━━━━━ Records for the task
PR #1721, opened 2022-04-26
fix: user list is sorted on create and update

### LINKED ISSUE #1711: ui: changing cluster role causes row ordering to change
Screen Shot 2022-04-25 at 9 40 51 PM

hoyyeva:
## Summary
- the cluster share user list is sorted by user id, so the list will not reorder when update the role
- change text grant to share

## Related Issues
Resolves #1711

### DIFF
--- a/ui/components/grant.js
+++ b/ui/components/grant.js
@@ -107,9 +107,10 @@ export default function ({ id, modalOpen, handleCloseModal }) {
     }, { optimisticData: list.filter(item => item?.id !== grantId) })
   }
 
+
   return (
     <InfoModal
-      header='Grant'
+      header='Share'
       handleCloseModal={handleCloseModal}
       modalOpen={modalOpen}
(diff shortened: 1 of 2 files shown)


ui/components/grant.js
```diff
@@ -8,11 +8,14 @@ import ErrorMessage from '../components/error-message'
 import InfoModal from './modals/info'
 
 function Grant ({ id }) {
-  const { data: user } = useSWR(`/v1/identities/${id.replace('i:', '')}`, { fallbackData: { name: '' } })
-
-  return (
-    <p>{user.name}</p>
-  )
+  if (id) {
```
jmorganca, line 11: Would fast-return here:

```
if (!id) {
  return null
}
```

jmorganca (approved):

jmorganca (approved):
━━━━━━━━━━
> _Task to complete_
Which lines in the data above hold the string "update"? Return each of them.

> _Solution_
fix: user list is sorted on create and update
- the cluster share user list is sorted by user id, so the list will not reorder when update the role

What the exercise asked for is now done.